Cette Marie n'a rien de virginale. Enceinte de son amant du moment, un jeune mec crétin, elle va risquer le prix du danger : de l'argent contre de la came. Elle est maîtresse de toutes ses décisions, et n'a rien d'une victime. Le film n'est pourtant pas exempt de souffrance, de passion, de sacrifice.
Entre vendeuse de roses (cf le film de Victor Gaviria en 1998) et vierge des tueurs (cf le film de Barbet Shroeder en 2000), celle-ci n'a rien de tragique et de pathétique. Aucune compassion, mais juste une forme de réalité qui nous saigne, baignée dans un lyrisme qui nous enchante. Il n'y a aucun dépit lorsque l'on nous dépeint cette jeune et belle Colombienne qui rêve de voir le monde d'en haut, qui est prête à mourir plutôt que de vivre dans sa précarité.
La mise en scène, en symbiose avec l'interprétation, nous fait partager le moindre frémissement de peau, la moindre inquiétude qui perce le regard, la moindre douleur traversant le corps de cette Maria, que l'on croyait pourtant si étrangère. Sa famille l'oppresse, ses désirs sont lointains, son patron la tyrannise, son copain la méprise. Elle préférera l'homme à la moto au gamin au vélo. Aspirant à plus d'individualisme, nous voici ses compagnons de route, de galère, d'espoirs. Car nous ne savons pas où tout cela nous mènera : la vie, la mort, l'improbable?

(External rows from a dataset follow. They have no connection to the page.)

PR #1933, opened 2022-02-20
Chitter Challenge - Peter O

harmlessgoose:


README.md
```diff
@@ -1,3 +1,11 @@
+Setup
+--------
+1. Connect to psql
+2. Create two databases using the psql command CREATE DATABASE chitter; and CREATE DATABASE chitter_test;
+3. Connect to the database using the pqsl command \c chitter;
+4. Run the queries saved in /db/migrations in order
+
```
SarahM55, line 7: Nice job remembering to add this!

spec/spec_helper.rb
```diff
@@ -1,14 +1,32 @@
...
-  # SimpleCov::Formatter::HTMLFormatter
+  SimpleCov::Formatter::HTMLFormatter
 ])
 SimpleCov.start
 
 RSpec.configure do |config|
+  config.before(:each) do
+    setup_test_database
+  end
+
```
SarahM55, line 29: Cleaning the database between tests, this is great :)

app.rb
```diff
@@ -0,0 +1,29 @@
...
+  end
+
+  get '/peeps/new' do
+    erb :"peeps/new"
+  end
+
+  post '/peeps' do
+    Peep.create(message: params[:message])
+    redirect '/peeps'
+  end
```
SarahM55, line 26: Nice use of RESTful routes :D

spec/database_helpers.rb
```diff
@@ -0,0 +1,7 @@
+require 'pg'
+
+def persisted_data(id:)
+  connection = PG.connect(dbname: 'chitter_test')
+  result = connection.query("SELECT * FROM peeps WHERE id = #{id};")
+  result.first
+end
```
SarahM55, line 7: Good use of a 'helper' to extract this code into its own file

SarahM55 (commented):
This is a really great attempt! Impressed that you managed to finish three of the user stories and work out how to add the time stamps :) Your code is really well set out and easy to follow, you've made sure that your feature tests are doing more than one thing instead of having a new scenario for each. One tiny change you could have made was to redirect your '/' route to '/peeps/new' so that the website would 'flow' without having to add each route on to the url, if that makes sense! Great work :D

PR #1934, opened 2022-02-20
Chitter Challenge - Claire Nelson

nelsonclaire:


lib/peep.rb
```diff
@@ -0,0 +1,53 @@
...
+      created_at: result[0]['created_at'],
+      user_id: peep['user_id']
+    )
+  end
+
+  def self.all
+    result = DatabaseConnection.query("SELECT * FROM peeps ORDER BY created_at DESC;")
+    list = result.map do |peep|
+      epoch = Time.parse(peep["created_at"]).to_i
+      date = Time.at(epoch).strftime("%e %b %Y at %H:%M")
```
Dash1704, line 43: Nice use of google to return the time the peeps were created

public/stylesheet.css
```diff
@@ -0,0 +1,152 @@
+* {
+  box-sizing: border-box;
+}
```
Dash1704, line 3: Lovely use of CSS to make it look pretty

PR #1937, opened 2022-02-20
Chitter displaying posts and times

Haroon2021:


CBuchan5 (commented):
Overall good looking code. Perhaps try and have a go at sprucing it up with HTML. Also don't forget to update the README, even if it's a simple 'create table' instruction.

spec/features/Add_chitter_peep_spec.rb
```diff
@@ -5,5 +5,6 @@
         fill_in('peep', with: 'test peep')
         click_button('Submit')
         expect(page).to have_content 'test peep'
+
```
CBuchan5, line 8: Good clear test for adding peeps, good job :)

PR #1947, opened 2022-02-21
Chitter Challenge for Chris Middleton

CTJMID:
Ran out of time, but a good start I think.

### DIFF
--- a/app.rb
+++ b/app.rb
@@ -1,0 +1,16 @@
+require 'sinatra/base'
+require 'sinatra/reloader'
+
+
+class Chitter < Sinatra::Base 
+  configure :development do 
+    register Sinatra::Reloader 
+  end
+  
+
+  get '/' do
+    'Chitter'
+  end
+
+  run! if app_file == $0
+end
--- a/Gemfile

Cette vie "rêvée" d'un ange tournera fatalement au cauchemar. On ne fréquente pas l'univers du trafic de drogue sans y laisser quelques plumes. Têtue mais bêcheuse, elle est une vraie mule : de celles qui ne se laissent pas faire, de celles qui acceptent leur croix, fardeau empoisonnant de 60 capsules de poudre pure. La voici désormais impure. Bombe humaine.
Jamais un grain de raisin n'a été aussi stressant au cinéma... La caméra est au plus proche de son héroïne, au coeur de cette folie cupide et destructrice. Il faut toute la vitalité de la réalisation et la détermination du personnage pour ne pas nous plonger dans le sordide ou le glauque, le misérabilisme ou la tragédie distante. Il n'y a qu'une errance, banale (c'est la limite du film), spectrale (c'est sa force).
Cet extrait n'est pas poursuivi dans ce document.